# webapp-config upgrade path?

## whyscream

Hi,

I'm seeing that gentoo devs are slowly moving away from webapp-config (f.i. see awstats). What I'm not seeing, is a clear way to replace the functionality of webapp-config. For instance the means to manage multiple virtual hosts that deploy the same webapp. Forums and mailing lists do not really show any information on how to do this.

Am I missing something, or how is there no longer a "Gentoo way (tm)" to do this?

----------

## GES

 *whyscream wrote:*   

> Forums and mailing lists do not really show any information on how to do this.

 

This perhaps gives some guidance.

Otherwise, doddle!

What is the specific problem with it?

----------

## whyscream

I have no specific problem with awstats. However, the latest awstats version bump in portage removed the 'vhosts' USE flag and webapp-config support completely. This has not stopped me into getting awstats back to work again, but my main concern is that the ebuild maintainer decided to drop webapp-config support, in stead of solving the problems with it.

I am mainly concerned about the current state of webapp-config, because:

- It is no longer maintained upstream

- Gentoo webapps heavily depend on it

- In its current state on Gentoo there are some issues with it (mainly lots of outstanding bugs, some of which might not be resolvable without a major overhaul).

- I like the way it works. It does the right thing IMHO, despite its bugs and shortcomings.

- There is no general direction for the package, and while many users depend on it, it is showing first signs of bitrot already.

So my main questions are:

- What is the direction to take? Will webapps continue to exist within Gentoo, or will it be abandoned?

- If continued, who will maintain it?

- If abandoned, how will this be done? Will there be some replacement tool?

----------

## GES

 *whyscream wrote:*   

> However, the latest awstats version bump in portage removed the 'vhosts' USE flag and webapp-config support completely. This has not stopped me into getting awstats back to work again, but my main concern is that the ebuild maintainer decided to drop webapp-config support, in stead of solving the problems with it.

 

I saw it not.

I do not use it, but I use a lot of other web-app vhost.

 *Quote:*   

> 
> 
> So my main questions are:
> 
> - What is the direction to take? Will webapps continue to exist within Gentoo, or will it be abandoned?
> ...

 

I am also interested in the answer to the questions!

----------

## 102039

Same problem here. At least a notification about the changed behaviour would be good. I just updated my world and tried the standard webapp-config way of upgrade, which also worked OK, but after that no files were in /cgi-bin or /htdocs/awstats and I was searching forever to find this thread.

Please tell us the current status and plans.

----------

## robbat2

At the bottom of the ebuild...

    ewarn "This ebuild does no longer use webapp-config to install"

    ewarn "instead you should point your configuration to the stable"

    ewarn "directory tree in the following path:"

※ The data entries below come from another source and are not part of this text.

PR #283, opened 2020-04-27
Added the look direction to SAR sensor model

kberryUSGS:
I just made this a `std::string` rather than an enum with left/right.


include/usgscsm/UsgsAstroSarSensorModel.h
```diff
@@ -249,6 +249,7 @@ class UsgsAstroSarSensorModel : public csm::RasterGM, virtual public csm::Settab
     std::vector<double> m_sunPosition;
     std::vector<double> m_sunVelocity;
     double m_wavelength;
+    std::string m_lookDirection;
```
jessemapel, line 252: I would rather look direction be an enumeration or something. Comparing a string to determine left/right is not good. It's better to have either an enumeration or maybe a boolean.

kberryUSGS:
[Update ale driver for radar to add left/right look direction (and usgscsm to read in)](https://trello.com/c/jILhGvo9/353-update-ale-driver-for-radar-to-add-left-right-look-direction-and-usgscsm-to-read-in)

include/usgscsm/UsgsAstroSarSensorModel.h
kberryUSGS: Yeah, you're right. I'd thought of making it an enum, and I guess I just got lazy.

PR #285, opened 2020-04-28
More stubs

jessemapel:
Added a bunch more methods. Most of this is copy and paste from the line scanner.

### DIFF
--- a/src/UsgsAstroSarSensorModel.cpp
+++ b/src/UsgsAstroSarSensorModel.cpp
@@ -627,32 +627,47 @@ pair<double, double> UsgsAstroSarSensorModel::getValidHeightRange() const
 
 csm::EcefVector UsgsAstroSarSensorModel::getIlluminationDirection(const csm::EcefCoord& groundPt) const
 {
-  return csm::EcefVector(0.0, 0.0, 0.0);
+  csm::EcefVector sunPosition = getSunPosition(getImageTime(groundToImage(groundPt)));
+  csm::EcefVector illuminationDirection = csm::EcefVector(groundPt.x - sunPosition.x,
+                                                          groundPt.y - sunPosition.y,
+                                                          groundPt.z - sunPosition.z);
+
+  double scale = sqrt(illuminationDirection.x * illuminationDirection.x +
+                      illuminationDirection.y * illuminationDirection.y +
+                      illuminationDirection.z * illuminationDirection.z);
+
+  illuminationDirection.x /= scale;
+  illuminationDirection.y /= scale;
+  illuminationDirection.z /= scale;
+  return illuminationDirection;
 }
 
 double UsgsAstroSarSensorModel::getImageTime(const csm::ImageCoord& imagePt) const
 {
-  return 0.0;
+  return m_startingEphemerisTime + (imagePt.line - 0.5) * m_exposureDuration;
 }
 
 csm::EcefCoord UsgsAstroSarSensorModel::getSensorPosition(const csm::ImageCoord& imagePt) const
 {
-  return csm::EcefCoord(0.0, 0.0, 0.0);
+  double time = getImageTime(imagePt);
+  return getSensorPosition(time);
 }
 
 csm::EcefCoord UsgsAstroSarSensorModel::getSensorPosition(double time) const
 {
-  return csm::EcefCoord(0.0, 0.0, 0.0);
+  csm::EcefVector sensorVector = getSpacecraftPosition(time);
+  return csm::EcefCoord(sensorVector.x, sensorVector.y, sensorVector.z);
 }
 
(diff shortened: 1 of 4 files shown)


src/UsgsAstroSarSensorModel.cpp
```diff
@@ -427,9 +427,64 @@ csm::ImageCoordCovar UsgsAstroSarSensorModel::groundToImage(
     double* achievedPrecision,
     csm::WarningList* warnings) const
 {
-  return csm::ImageCoordCovar(0.0, 0.0,
-                              1.0, 0.0,
-                                   1.0);
+  // Ground to image with error propagation
+  // Compute corresponding image point
+  csm::EcefCoord gp;
```
kberryUSGS, line 432: Does `gp(groundPt)` not do the right thing? Or `gp(groundPt.x, groundPt.y, groundPt.z)`. I like these two better than separating out into the next few lines.

src/UsgsAstroSarSensorModel.cpp
```diff
@@ -513,47 +635,64 @@ csm::ImageCoord UsgsAstroSarSensorModel::getImageStart() const
...
-  return csm::ImageVector(0.0, 0.0);
+  return csm::ImageVector(m_nLines, m_nSamples);
 }
 
 pair<csm::ImageCoord, csm::ImageCoord> UsgsAstroSarSensorModel::getValidImageRange() const
 {
-  return make_pair(csm::ImageCoord(0.0, 0.0), csm::ImageCoord(0.0, 0.0));
+  csm::ImageCoord start = getImageStart();
+  csm::ImageVector size = getImageSize();
+  return make_pair(start, csm::ImageCoord(start.line + size.line, start.samp + start.samp));
```
kberryUSGS, line 645: Should the last one be `start.samp + size.samp` ?

src/UsgsAstroSarSensorModel.cpp
```diff
@@ -513,47 +635,64 @@ csm::ImageCoord UsgsAstroSarSensorModel::getImageStart() const
...
 {
-  return make_pair(0.0, 0.0);
+  return make_pair(m_minElevation, m_maxElevation);
 }
 
 csm::EcefVector UsgsAstroSarSensorModel::getIlluminationDirection(const csm::EcefCoord& groundPt) const
 {
-  return csm::EcefVector(0.0, 0.0, 0.0);
+  csm::EcefVector sunPosition = getSunPosition(getImageTime(groundToImage(groundPt)));
+  csm::EcefVector illuminationDirection = csm::EcefVector(groundPt.x - sunPosition.x,
```
kberryUSGS, line 656: Might as well use the utility functions you just added to do vector operations? 

like `illuminationDirection = groundPt - sunPosition`?  But then I guess you'd need to make a vector for groundPt. Not sure whether it's worth it or not.

kberryUSGS: And norm(illuminationDirection) below.

src/UsgsAstroSarSensorModel.cpp
```diff
@@ -513,47 +635,64 @@ csm::ImageCoord UsgsAstroSarSensorModel::getImageStart() const
...
 {
-  return csm::EcefVector(0.0, 0.0, 0.0);
+  double time = getImageTime(imagePt);
+  return getSensorVelocity(time);
 }
 
 csm::EcefVector UsgsAstroSarSensorModel::getSensorVelocity(double time) const
 {
-  return csm::EcefVector(0.0, 0.0, 0.0);
+  return getSpacecraftVelocity(time);
```
kberryUSGS, line 695: Is the separate `getSpacecraftVelocity` function required by the API, or can we just delete it and replace it with `getSensorVelocity`?

src/UsgsAstroSarSensorModel.cpp
jessemapel: Yeah, we should actually be able to just pass the EcefCoordCovar into the functions and it will get sliced but that's okay. I think the whole making a copy part can just go away.

src/UsgsAstroSarSensorModel.cpp
jessemapel: Yeah all of this was written before I added those. I need to go back over it and use those!

src/UsgsAstroSarSensorModel.cpp
jessemapel: The getSpacecraft* functions are not part of the API and I think we can just axe them in favor of the getSensor* functions which are part of the API.

src/UsgsAstroSarSensorModel.cpp
jessemapel: so, we do have to make a new ground point for const reasons, but your suggestion of using the copy constructor works.

PR #286, opened 2020-04-29
Adds SAR imaging loci functions and fixes imagetoground

jessemapel:
Added both imaging loci functions, ellipsoid intersection in image to ground, and look direction in image to ground.

### DIFF
--- a/src/UsgsAstroSarSensorModel.cpp
+++ b/src/UsgsAstroSarSensorModel.cpp
@@ -526,7 +526,9 @@ csm::EcefCoord UsgsAstroSarSensorModel::imageToGround(
       beta *= -1;
     }
     groundVec = alpha * tHat + beta * uHat + spacecraftPosition;
-    computeElevation(groundVec.x, groundVec.y, groundVec.z, pointHeight);
+    pointHeight = computeEllipsoidElevation(
+        groundVec.x, groundVec.y, groundVec.z,
+        m_majorAxis, m_minorAxis);
     pointRadius -= (pointHeight - height);
   } while(fabs(pointHeight - height) > desiredPrecision);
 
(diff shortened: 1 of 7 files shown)


src/UsgsAstroSarSensorModel.cpp
```diff
@@ -1074,3 +1136,64 @@ csm::EcefVector UsgsAstroSarSensorModel::getSunPosition(const double imageTime)
...
+         cotPhi = dd / z;
+         ktr++;
+      } while (MKTR > ktr && fabs(h - hPrev) > desired_precision);
+   }
+
+   height = h;
+   if (achieved_precision) {
+     *achieved_precision = fabs(h - hPrev);
+   }
+}
```
jessemapel, line 1199: Copy and pasted from LS. Should this be moved into utilities and have the radii passed in?

tests/SarTests.cpp
```diff
@@ -48,12 +48,12 @@ TEST_F(SarSensorModel, Center) {
   csm::EcefCoord groundPt = sensorModel->imageToGround(imagePt, 0.0);
   // TODO these tolerances are bad
   EXPECT_NEAR(groundPt.x, 1737391.90602155, 1e-2);
-  EXPECT_NEAR(groundPt.y, 3749.98835331, 1e-2);
+  EXPECT_NEAR(groundPt.y, -3749.98835331, 1e-2);
```
jessemapel, line 51: These negations are because the sensor was hard-coded to left looks and the test image is a right look.

src/UsgsAstroSarSensorModel.cpp
kberryUSGS: Yeah, I think it's worth moving this into Utilities and passing in the radii.

tests/SarTests.cpp
kberryUSGS: Is the hard-coding to a left look something that will get fixed in a future PR?

jessemapel:
[Image2Ground on an ellipsoid.](https://trello.com/c/qxwSPfaO/360-image2ground-on-an-ellipsoid)

tests/SarTests.cpp
kberryUSGS: It did absolutely look like the left vs. right look was being handled, so just an old comment makes more sense!

PR #288, opened 2020-05-05
Added adjustable parameters.

kberryUSGS:


src/UsgsAstroSarSensorModel.cpp
```diff
@@ -355,6 +355,42 @@ csm::ImageCoord UsgsAstroSarSensorModel::groundToImage(
...
+    csm::WarningList* warnings) const {
+
+  // Find time of closest approach to groundPt and the corresponding slant range by finding
+  // the root of the doppler shift frequency
+  try {
+    double timeTolerance = m_exposureDuration * desiredPrecision / 2.0;
+
+    // Adjust the ground point value (I think. Check notes... maybe not) 
+    csm::EcefCoord adjGroundPt(groundPt.x + getValue(0, adj), groundPt.y + getValue(1, adj), 
+                                   groundPt.z+ getValue(2, adj));
```
jessemapel, line 372: These adjustments need to be added to the sensor position, not the ground point.

src/UsgsAstroSarSensorModel.cpp
```diff
@@ -355,6 +355,42 @@ csm::ImageCoord UsgsAstroSarSensorModel::groundToImage(
...
+    double time = dopplerShift(adjGroundPt, timeTolerance);
+    double slantRangeValue = slantRange(groundPt, time);
```
jessemapel, line 374: The adjustment vector should be passed to these functions because they get the sensor position and velocity.

src/UsgsAstroSarSensorModel.cpp
```diff
@@ -825,9 +926,41 @@ vector<csm::RasterGM::SensorPartials> UsgsAstroSarSensorModel::computeAllSensorP
...
+   size_t num = indices.size();
+   std::vector<csm::RasterGM::SensorPartials> partials;
+   for (int index = 0; index < num; index++)
+   {
+     partials.push_back(
+         computeSensorPartials(
+            indices[index], imagePt, groundPt,
+            desiredPrecision, achievedPrecision, warnings));
+   }
+   return partials;
```
jessemapel, line 960: We don't need this function, it's already in the RasterGM class from the CSM API.

tests/SarTests.cpp
```diff
@@ -114,3 +114,16 @@ TEST_F(SarSensorModel, imageToRemoteImagingLocus) {
...
+  std::vector<double> adjustments = {1000000.0, 0.2, -10.0, -20.0, 0.5, 2000000.0};
+  csm::EcefCoord adjPosition = sensorModel->getAdjustedSensorPosition(0.0, adjustments);
+  csm::EcefVector adjVelocity = sensorModel->getAdjustedSensorVelocity(0.0, adjustments);
+  
+  EXPECT_NEAR(adjPosition.x, 4737399.9991294323, 1e-2);
+  EXPECT_NEAR(adjPosition.y, 0.2, 1e-2);
+  EXPECT_NEAR(adjPosition.z, -18.0667951486008143, 1e-2);
+  EXPECT_NEAR(adjVelocity.x, -28.0667951486008143, 1e-8);
+  EXPECT_NEAR(adjVelocity.y, 0.5, 1e-8);
+  EXPECT_NEAR(adjVelocity.z, -1737399.9991294323, 1e-2);
```
jessemapel, line 128: Don't hard code the values here. Use the un-adjusted position and velocity to get the comparison values.

kberryUSGS: Can do. That's what I did by-hand and you're right that it makes more sense to just do it in here.

src/UsgsAstroSarSensorModel.cpp
kberryUSGS: Does this make sense to pull out of linescan, then, too? (future ticket?)

jessemapel: Yeah that sounds good as a future ticket.

Issue #255, opened 2020-01-07
Convert logging to be based on an environment variable


jessemapel:
The current logging setup uses a value passed through the ISD. This presents two problems:

1. We cannot log in the plugin
1. We cannot differentiate between multiple sensor models created from the same ISD

We should consider allowing users to set an environment variable that enables logging and specifies a logging directory. Then, we can have a single log file for the plugin and each sensor model can have its own log file based on its image identifier and some additional unique id.

PR #289, opened 2020-06-24
Logging Update

acpaquette:
Changes how logging is handled in both the Framer and Line Scanner sensor models. The plugin now handles logger creation and each sensor model will only log if this logger is present.

### Detail

Whenever a plugin is in instantiated, the plugin will also create a logger called `usgscsm_logger` which will have a sink defined in the environment variable `ALE_LOG_FILE`. The two sensor models write to this logger by default.

If you want to adjust where either of the sensor models write to, you'll need to create a new spd logger, register said logger, and update the name of the logger for the sensor model you are working with. As such this can only really be done on the C++ side but the output location of your log can be changed on the fly by changing `ALE_LOG_FILE`.

A few things to potentially discuss:

Do we want to be able to split the loggers more dynamically rather than everything be dumped into one output location?

Do we just create a config that has a separate logger and log output location that can be parsed at run time for each sensor model?

### DIFF
--- a/src/UsgsAstroFrameSensorModel.cpp
+++ b/src/UsgsAstroFrameSensorModel.cpp
@@ -874,7 +874,7 @@ std::string UsgsAstroFrameSensorModel::constructStateFromIsd(const std::string& 
     }
 
     MESSAGE_LOG("Constructing state from isd");
-    ale::Isd stateIsd(jsonIsd);
+    json isd = json::parse(jsonIsd);
 
     csm::WarningList* parsingWarnings = new csm::WarningList;
 
--- a/src/UsgsAstroFrameSensorModel.cpp
+++ b/src/UsgsAstroFrameSensorModel.cpp
@@ -9,7 +9,7 @@
 #include <Error.h>
 #include <Version.h>
 
-#define MESSAGE_LOG(logger, ...) if (logger) { logger->info(__VA_ARGS__); }
+#define MESSAGE_LOG(...) if (spdlog::get(m_logName)) { spdlog::get(m_logName)->info(__VA_ARGS__); }
 
 using json = nlohmann::json;
 using namespace std;
@@ -77,8 +77,7 @@ void UsgsAstroFrameSensorModel::reset() {
     m_referencePointXyz.x = 0;
     m_referencePointXyz.y = 0;
     m_referencePointXyz.z = 0;
-    m_logFile = "";
-    m_logger.reset();
+    m_logName = "usgscsm_logger";
 }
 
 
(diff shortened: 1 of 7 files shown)


src/UsgsAstroFrameSensorModel.cpp
```diff
@@ -875,9 +865,16 @@ void UsgsAstroFrameSensorModel::replaceModelState(const std::string& stringState
...
 
 std::string UsgsAstroFrameSensorModel::constructStateFromIsd(const std::string& jsonIsd, csm::WarningList* warnings) {
-    MESSAGE_LOG(this->m_logger, "Constructing state from isd");
-    json isd = json::parse(jsonIsd);
+
     json state = {};
+    // Get the optional custom logger
+    state["m_logName"] = "usgscsm_logger";
+    if (m_logName != "usgscsm_logger" && m_logName != "") {
+      state["m_logName"] = m_logName;
```
jessemapel, line 873: Why is this inserting the model's existing log name?

src/UsgsAstroPlugin.cpp
```diff
@@ -36,6 +36,18 @@ const int         UsgsAstroPlugin::_N_SENSOR_MODELS = 3;
 const UsgsAstroPlugin UsgsAstroPlugin::m_registeredPlugin;
 
 UsgsAstroPlugin::UsgsAstroPlugin() {
+
+  // Build and register the USGSCSM logger on pluggin creation
+  std::string logFile = getenv("ALE_LOG_FILE");
+  if (logFile != "") {
+    std::shared_ptr<spdlog::logger> logger = spdlog::get("usgscsm_logger");
+    if (!logger) {
+      logger = spdlog::basic_logger_mt("usgscsm_logger", logFile);
```
jessemapel, line 45: I think this is missing a make_shared call.

src/UsgsAstroPlugin.cpp
```diff
@@ -36,6 +36,18 @@ const int         UsgsAstroPlugin::_N_SENSOR_MODELS = 3;
...
+      try {
+        spdlog::register_logger(logger);
+      } catch (...) {}
```
jessemapel, line 48: Why try catch here?

src/UsgsAstroLsSensorModel.cpp
```diff
@@ -265,16 +265,7 @@ void UsgsAstroLsSensorModel::replaceModelState(const std::string &stateString )
...
-   if (m_logFile.empty()) {
-     m_logger.reset();
-   }
-   else {
-     m_logger = spdlog::get(m_logFile);
-     if (!m_logger) {
-       m_logger = spdlog::basic_logger_mt(m_logFile, m_logFile);
-     }
-   }
+   m_logName = j["m_logName"].get<std::string>();
```
jessemapel, line 268: I don't think we actually need the logName to be a member variable or a part of the state at all. There's no way for users to setup a new logger, so why would they specify a new logger name?

acpaquette:
Discussed above comments from @jessemapel and decided that the sensor models could have a pointer to the logger instead of carrying around the logger name and getting the logger every time to log a message. Also resolved the try catch blocks around the register commands for the loggers.

jessemapel:
Fixes #255

PR #290, opened 2020-06-26
Fixed quaternion order and times

jessemapel:
With this fix, LROC is now matching what it used to 🎉


jessemapel:
MEX HRSC, Kaguya TC, and MRO CTX are also back where they were. So, this gets our LS back to parity and uses the new ISD stuff.

jessemapel:
I still need to update tests on this, but right now I am working on getting the framer matching.

jessemapel:
Framers are now matching too. This required some additional ALE changes because of the ISD not working great for the framer. This is ready for review and then in a new PR we can remove the ISD object and just parse the JSON instead.

src/UsgsAstroFrameSensorModel.cpp
```diff
@@ -435,14 +437,14 @@ csm::EcefVector UsgsAstroFrameSensorModel::getSensorVelocity(const csm::ImageCoo
 
 csm::EcefVector UsgsAstroFrameSensorModel::getSensorVelocity(double time) const {
```
kberryUSGS, line 438: If it's not used, is it still necessary to pass in `time`? Or is this part of the CSM api?

src/UsgsAstroFrameSensorModel.cpp
```diff
@@ -966,15 +966,17 @@ std::string UsgsAstroFrameSensorModel::constructStateFromIsd(const std::string&
...
 
-    for (ale::Rotation rotation : sensor_to_target.getRotations()) {
+    for (int i = 0; i < ephemTime.size(); i++) {
+      ale::Rotation rotation = sensor_to_target.interpolate(ephemTime[i], ale::SLERP);
       quaternion = rotation.toQuaternion();
-      quaternions.push_back(quaternion[0]);
       quaternions.push_back(quaternion[1]);
       quaternions.push_back(quaternion[2]);
       quaternions.push_back(quaternion[3]);
+      quaternions.push_back(quaternion[0]);
```
kberryUSGS, line 979: :+1: I don't know what this was before, so did we go from w, x, y, z to x, y, z, w or the other way around?

src/UsgsAstroFrameSensorModel.cpp
jessemapel: This is part of the API

src/UsgsAstroFrameSensorModel.cpp
jessemapel: The USGSCSM rotation code uses W last notation and ALE uses W first notation.

kberryUSGS: @jessemapel Thanks!

PR #38, opened 2017-12-15
Updating grpcio to pass build

mhsaul:
Updated dependency so package can build.

### DIFF
--- a/setup.py
+++ b/setup.py
@@ -17,6 +17,9 @@
 import setuptools
 
 REQUIRED_PACKAGES = [
+    # TODO(arostamianfar):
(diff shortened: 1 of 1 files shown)


setup.py
```diff
@@ -17,6 +17,7 @@
 import setuptools
 
 REQUIRED_PACKAGES = [
+    'grpcio==1.7.3',
```
arostamianfar: nit: can you please reference https://issues.apache.org/jira/browse/BEAM-3357 in a comment?

mhsaul: Done.

PR #39, opened 2017-12-15
Remove duplicate merge-header logic.

nmousavi:
Remove duplicate merge-header logic. This is achieved by using the merge_headers pipeline with DirectRunner for small inputs. This allows us to modify this logic easier (DRY).

In the next cl, we will modify the merge logic to accept
compatible type conflicts (i.e., int vs double).

### DIFF
--- a/gcp_variant_transforms/libs/vcf_header_parser.py
+++ b/gcp_variant_transforms/libs/vcf_header_parser.py
@@ -32,68 +32,27 @@ __all__ = ['HeaderFields', 'get_merged_vcf_headers']
 HeaderFields = namedtuple('HeaderFields', ['infos', 'formats'])
 
 
-def get_merged_vcf_headers(input_pattern):
-  """Returns merged VCF headers (FORMAT and INFO) from ``input_pattern``.
-
-  If multiple files are specified by ``input_pattern`` then header fields will
-  be merged by key and only one will be chosen as representative (in no
-  particular order). If the same key is used in multiple files, then all types
-  and numbers must be the same.
+def get_vcf_headers(input_file):
+  """Returns VCF headers (FORMAT and INFO) from ``input_file``.
 
   Args:
-    input_pattern (str): A string specifying the path to VCF input file(s). They
-      can be local or remote (e.g. on GCS).
+    input_file (str): A string specifying the path to the representative VCF
+    file, i.e., the VCF file that contains a header representative of all VCF
+    files matching the input_pattern of the job. It can be local or remote (e.g.
+    on GCS).
   Returns:
-    `HeaderFields`` specifying merged header info from all files in
-    ``input_pattern``.
+    ``HeaderFields`` specifying header info.
   Raises:
-    ValueError: If the VCF headers are invalid or incompatible (e.g. the same
-      key if defined with different types in multiple files).
+    ValueError: If ``input_file`` is not a valid VCF file (e.g. bad format,
+    empty, non-existent).
   """
-  merged_info_fields = {}
-  merged_format_fields = {}
-  # The match implementation supports one pattern, but the API technically
-  # supports multiple patterns, hence the need for a list (in both request
-  # and response).
-  match_results = FileSystems.match([input_pattern])
-  if not match_results:
-    return HeaderFields(merged_info_fields, merged_format_fields)
-  for file_metadata in match_results[0].metadata_list:
-    file_name = file_metadata.path
-    if not file_metadata.size_in_bytes:
-      continue  # Ignore empty files.
-    try:
-      vcf_reader = vcf.Reader(fsock=_line_generator(file_name))
-    except SyntaxError as e:
-      raise ValueError('Invalid VCF header: %s' % str(e))
-    _merge_header_fields(merged_info_fields, vcf_reader.infos)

    ewarn "    /usr/share/awstats"

----------

## Flameeyes

While I definitely didn't feel too confident to push this in with a security fix, the situation isn't as critical as people seem to make it. As Robin already pointed out, there's a warning sent out and logged when updating AWstats, and yes, this version doesn't use webapp-config any longer; on the other hand it means that from now on, updating AWstats won't require any further intervention after the merge itself.

The whole reasoning is explained in this blog post of mine from today.

----------

## whyscream

Hi,

Thanks for the conclusive feedback on awstats, gentoo devs  :Smile: 

Shortly after starting this thread I did some more poking around, and I realised that the move away from webapp-config for awstats was indeed not really a strange choice. I did not state it here because I used awstats merely as a (by now rather bad) excuses for bringing up the situation with webapp-config.

However, I still failed to find some more information about the current state of webapp-config in Gentoo. The blog entry from flameeyes does state that webapp-config is not really suitable for Rails/TurboGears/etc (most of which I have no experience with), but it does work for many of the 'old-school' self-contained PHP applications. Also (as stated before), it is widely in use in many ebuilds and by many users for these PHP apps.

As far as Google could tell me, there has been no recent discussion on this subject. Is there any official point of view in the gentoo-dev community on webapp-config? Maybe robbat2 or flameeyes could tell us a bit more about that?

----------

## robbat2

It's in the tree, it works. 

It doesn't have an explicit maintainer since March 2010 (look for the mail on the -dev list), so that's why there hasn't been progress on improvements, but there are no proposals to remove it.

----------

## Flameeyes

Since we have no replacement, there is no intention to get rid of webapp-config in general; but as Robin points out, it lacks a maintainer, as do most of the web applications nowadays, unfortunately.

Given that it's not suitable for the "new generation" of application, it wouldn't be surprising to consider replacing it with something designed from bottom-up to work with those, and I think it would indeed be a good idea to propose for the next Summer of Code, if Gentoo will be taking part to it.

So if somebody is particularly interested in this line of work, and is a student, remember this! I'll try to remember adding this to the list of proposals when we're going to make it.

----------